*** Data extract Section Begins ***

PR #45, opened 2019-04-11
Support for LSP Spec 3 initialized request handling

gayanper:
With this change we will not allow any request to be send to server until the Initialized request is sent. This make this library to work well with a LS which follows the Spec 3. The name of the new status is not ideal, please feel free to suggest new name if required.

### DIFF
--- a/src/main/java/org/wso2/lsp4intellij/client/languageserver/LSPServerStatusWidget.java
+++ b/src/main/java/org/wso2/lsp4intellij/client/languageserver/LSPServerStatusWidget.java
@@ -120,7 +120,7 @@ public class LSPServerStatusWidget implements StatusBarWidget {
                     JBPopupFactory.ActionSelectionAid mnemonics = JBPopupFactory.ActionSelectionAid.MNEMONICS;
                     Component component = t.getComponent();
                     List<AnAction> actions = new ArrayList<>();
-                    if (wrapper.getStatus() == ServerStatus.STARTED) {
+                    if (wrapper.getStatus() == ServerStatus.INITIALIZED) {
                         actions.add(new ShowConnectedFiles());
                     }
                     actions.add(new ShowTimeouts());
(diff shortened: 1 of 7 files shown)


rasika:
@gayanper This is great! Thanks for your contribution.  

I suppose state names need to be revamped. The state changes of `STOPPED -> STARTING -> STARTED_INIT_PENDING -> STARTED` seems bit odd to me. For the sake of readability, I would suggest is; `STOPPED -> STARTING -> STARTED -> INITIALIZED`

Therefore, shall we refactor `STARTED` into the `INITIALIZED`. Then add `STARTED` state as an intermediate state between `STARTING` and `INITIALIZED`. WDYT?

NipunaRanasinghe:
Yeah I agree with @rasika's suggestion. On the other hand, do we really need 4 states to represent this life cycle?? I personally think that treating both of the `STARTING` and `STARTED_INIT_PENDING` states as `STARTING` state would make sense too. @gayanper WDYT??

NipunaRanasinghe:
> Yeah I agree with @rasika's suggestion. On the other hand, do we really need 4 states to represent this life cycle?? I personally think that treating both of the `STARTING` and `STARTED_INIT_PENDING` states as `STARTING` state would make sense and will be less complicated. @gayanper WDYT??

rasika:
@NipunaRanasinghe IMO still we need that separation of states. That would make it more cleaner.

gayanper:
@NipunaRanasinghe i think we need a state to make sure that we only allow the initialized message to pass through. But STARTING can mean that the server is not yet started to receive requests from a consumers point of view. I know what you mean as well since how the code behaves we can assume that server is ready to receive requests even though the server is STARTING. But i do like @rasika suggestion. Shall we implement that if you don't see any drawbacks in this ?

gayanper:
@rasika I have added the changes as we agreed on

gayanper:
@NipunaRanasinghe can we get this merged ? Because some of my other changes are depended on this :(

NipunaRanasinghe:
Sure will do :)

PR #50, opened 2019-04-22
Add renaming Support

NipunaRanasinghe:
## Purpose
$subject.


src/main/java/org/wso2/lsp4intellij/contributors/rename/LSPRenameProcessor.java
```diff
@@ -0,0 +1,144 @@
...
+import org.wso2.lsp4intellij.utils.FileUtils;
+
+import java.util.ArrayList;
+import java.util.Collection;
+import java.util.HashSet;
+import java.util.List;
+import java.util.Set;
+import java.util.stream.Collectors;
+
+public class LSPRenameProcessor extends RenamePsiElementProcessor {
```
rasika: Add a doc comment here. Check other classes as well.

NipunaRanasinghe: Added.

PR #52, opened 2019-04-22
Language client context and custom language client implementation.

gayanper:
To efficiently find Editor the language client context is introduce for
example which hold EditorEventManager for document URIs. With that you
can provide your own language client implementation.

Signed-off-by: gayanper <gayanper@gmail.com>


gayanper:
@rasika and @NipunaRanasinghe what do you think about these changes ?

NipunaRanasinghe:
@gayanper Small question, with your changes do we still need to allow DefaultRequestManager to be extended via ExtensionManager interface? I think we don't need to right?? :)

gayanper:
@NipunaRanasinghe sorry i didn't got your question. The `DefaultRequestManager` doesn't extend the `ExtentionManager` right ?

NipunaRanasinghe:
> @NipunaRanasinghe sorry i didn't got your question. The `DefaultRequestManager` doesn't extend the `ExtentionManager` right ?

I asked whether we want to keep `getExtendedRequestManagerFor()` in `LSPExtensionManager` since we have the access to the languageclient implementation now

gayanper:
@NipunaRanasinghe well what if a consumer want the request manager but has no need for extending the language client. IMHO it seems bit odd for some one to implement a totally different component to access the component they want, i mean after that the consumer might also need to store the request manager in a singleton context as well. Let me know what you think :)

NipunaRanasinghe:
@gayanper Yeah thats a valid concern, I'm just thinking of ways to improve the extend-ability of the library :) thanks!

*** Data extract Section Ends ***
*** Data extract Section Begins ***

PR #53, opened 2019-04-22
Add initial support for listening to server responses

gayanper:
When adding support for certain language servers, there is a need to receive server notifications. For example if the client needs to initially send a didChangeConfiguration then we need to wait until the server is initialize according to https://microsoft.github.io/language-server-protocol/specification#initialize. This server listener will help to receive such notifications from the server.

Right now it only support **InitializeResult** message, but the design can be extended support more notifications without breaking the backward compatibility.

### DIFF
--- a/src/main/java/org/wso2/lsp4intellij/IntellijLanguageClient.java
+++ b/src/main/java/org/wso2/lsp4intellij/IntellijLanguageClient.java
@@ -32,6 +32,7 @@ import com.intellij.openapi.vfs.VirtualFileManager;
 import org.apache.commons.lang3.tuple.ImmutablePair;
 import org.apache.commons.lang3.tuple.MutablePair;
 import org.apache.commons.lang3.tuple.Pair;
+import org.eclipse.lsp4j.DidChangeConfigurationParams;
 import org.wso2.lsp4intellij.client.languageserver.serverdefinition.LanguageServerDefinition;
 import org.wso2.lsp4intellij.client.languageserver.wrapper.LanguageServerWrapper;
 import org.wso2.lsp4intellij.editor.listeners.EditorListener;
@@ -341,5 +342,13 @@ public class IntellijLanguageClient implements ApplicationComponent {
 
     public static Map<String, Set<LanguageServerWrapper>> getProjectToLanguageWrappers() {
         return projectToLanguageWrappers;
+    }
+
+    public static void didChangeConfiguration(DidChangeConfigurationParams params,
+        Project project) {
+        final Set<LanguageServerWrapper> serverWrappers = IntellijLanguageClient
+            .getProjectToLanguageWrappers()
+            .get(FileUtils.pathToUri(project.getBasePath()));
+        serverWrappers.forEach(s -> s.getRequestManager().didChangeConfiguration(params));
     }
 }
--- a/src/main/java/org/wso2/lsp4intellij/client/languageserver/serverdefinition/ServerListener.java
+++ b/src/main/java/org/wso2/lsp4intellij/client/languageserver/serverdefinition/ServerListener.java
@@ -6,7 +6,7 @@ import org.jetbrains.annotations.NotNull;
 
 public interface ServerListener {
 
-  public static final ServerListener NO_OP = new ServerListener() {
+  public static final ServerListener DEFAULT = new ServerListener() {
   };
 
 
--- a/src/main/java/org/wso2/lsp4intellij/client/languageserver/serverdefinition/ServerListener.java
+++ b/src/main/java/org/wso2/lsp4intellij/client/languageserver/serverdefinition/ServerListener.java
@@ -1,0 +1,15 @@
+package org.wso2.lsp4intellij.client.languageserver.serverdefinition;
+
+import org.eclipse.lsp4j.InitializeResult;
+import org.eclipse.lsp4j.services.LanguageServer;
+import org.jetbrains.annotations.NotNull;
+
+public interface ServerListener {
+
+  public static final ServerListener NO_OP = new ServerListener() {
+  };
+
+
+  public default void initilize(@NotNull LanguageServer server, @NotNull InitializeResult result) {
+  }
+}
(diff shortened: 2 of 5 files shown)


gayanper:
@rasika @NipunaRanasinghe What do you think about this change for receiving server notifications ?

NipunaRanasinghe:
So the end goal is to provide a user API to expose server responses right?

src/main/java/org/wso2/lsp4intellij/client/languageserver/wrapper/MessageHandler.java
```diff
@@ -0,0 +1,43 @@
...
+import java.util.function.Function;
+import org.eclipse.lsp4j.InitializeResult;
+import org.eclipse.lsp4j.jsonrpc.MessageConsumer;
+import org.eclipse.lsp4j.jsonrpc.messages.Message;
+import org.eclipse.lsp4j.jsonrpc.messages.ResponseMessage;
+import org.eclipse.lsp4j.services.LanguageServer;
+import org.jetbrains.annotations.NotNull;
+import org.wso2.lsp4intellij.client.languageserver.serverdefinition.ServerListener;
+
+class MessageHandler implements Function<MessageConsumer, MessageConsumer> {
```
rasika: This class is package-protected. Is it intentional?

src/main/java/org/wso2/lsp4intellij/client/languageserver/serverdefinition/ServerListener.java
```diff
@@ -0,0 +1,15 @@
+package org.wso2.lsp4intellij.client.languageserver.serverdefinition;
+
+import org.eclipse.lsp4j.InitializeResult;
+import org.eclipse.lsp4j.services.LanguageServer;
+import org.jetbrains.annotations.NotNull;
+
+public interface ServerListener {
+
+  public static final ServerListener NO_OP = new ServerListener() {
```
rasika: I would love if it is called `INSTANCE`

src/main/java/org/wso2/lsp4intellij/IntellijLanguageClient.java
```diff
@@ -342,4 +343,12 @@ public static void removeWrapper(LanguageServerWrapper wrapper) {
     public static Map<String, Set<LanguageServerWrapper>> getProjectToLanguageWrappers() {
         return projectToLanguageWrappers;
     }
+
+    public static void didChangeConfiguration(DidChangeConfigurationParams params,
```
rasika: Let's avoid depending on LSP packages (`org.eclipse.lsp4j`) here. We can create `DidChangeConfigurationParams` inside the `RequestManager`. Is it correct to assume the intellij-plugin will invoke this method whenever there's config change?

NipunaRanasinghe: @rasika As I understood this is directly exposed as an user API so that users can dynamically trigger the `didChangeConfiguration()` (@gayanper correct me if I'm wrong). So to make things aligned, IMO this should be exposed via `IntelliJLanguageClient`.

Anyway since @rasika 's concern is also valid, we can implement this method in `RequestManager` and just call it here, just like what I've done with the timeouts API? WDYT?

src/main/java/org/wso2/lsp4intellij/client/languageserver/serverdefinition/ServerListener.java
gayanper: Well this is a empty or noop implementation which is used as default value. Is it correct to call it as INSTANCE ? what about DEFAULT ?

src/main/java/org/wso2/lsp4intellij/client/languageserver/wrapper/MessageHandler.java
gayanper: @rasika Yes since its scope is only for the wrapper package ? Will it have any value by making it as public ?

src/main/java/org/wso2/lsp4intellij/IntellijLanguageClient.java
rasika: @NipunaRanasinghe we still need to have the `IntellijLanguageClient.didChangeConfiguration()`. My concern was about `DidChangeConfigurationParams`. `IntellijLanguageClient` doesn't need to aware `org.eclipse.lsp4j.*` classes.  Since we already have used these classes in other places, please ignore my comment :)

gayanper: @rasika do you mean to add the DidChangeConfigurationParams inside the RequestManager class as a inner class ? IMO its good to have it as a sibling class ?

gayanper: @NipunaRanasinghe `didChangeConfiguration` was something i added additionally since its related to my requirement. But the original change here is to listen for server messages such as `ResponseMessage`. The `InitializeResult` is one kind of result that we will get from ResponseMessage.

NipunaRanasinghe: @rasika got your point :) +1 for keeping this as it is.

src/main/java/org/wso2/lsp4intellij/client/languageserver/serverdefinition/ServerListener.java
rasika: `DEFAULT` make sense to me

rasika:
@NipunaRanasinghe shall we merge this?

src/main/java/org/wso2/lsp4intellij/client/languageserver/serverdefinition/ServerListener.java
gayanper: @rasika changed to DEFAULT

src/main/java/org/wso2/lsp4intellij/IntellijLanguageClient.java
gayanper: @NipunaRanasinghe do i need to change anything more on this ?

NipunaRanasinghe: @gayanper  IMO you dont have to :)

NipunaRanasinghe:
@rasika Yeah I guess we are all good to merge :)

*** Data extract Section Ends ***

■ **About this task**: Each line of the data that contains "shown" belongs in the answer.

■ **Exercise result**:
(diff shortened: 1 of 7 files shown)
(diff shortened: 2 of 5 files shown)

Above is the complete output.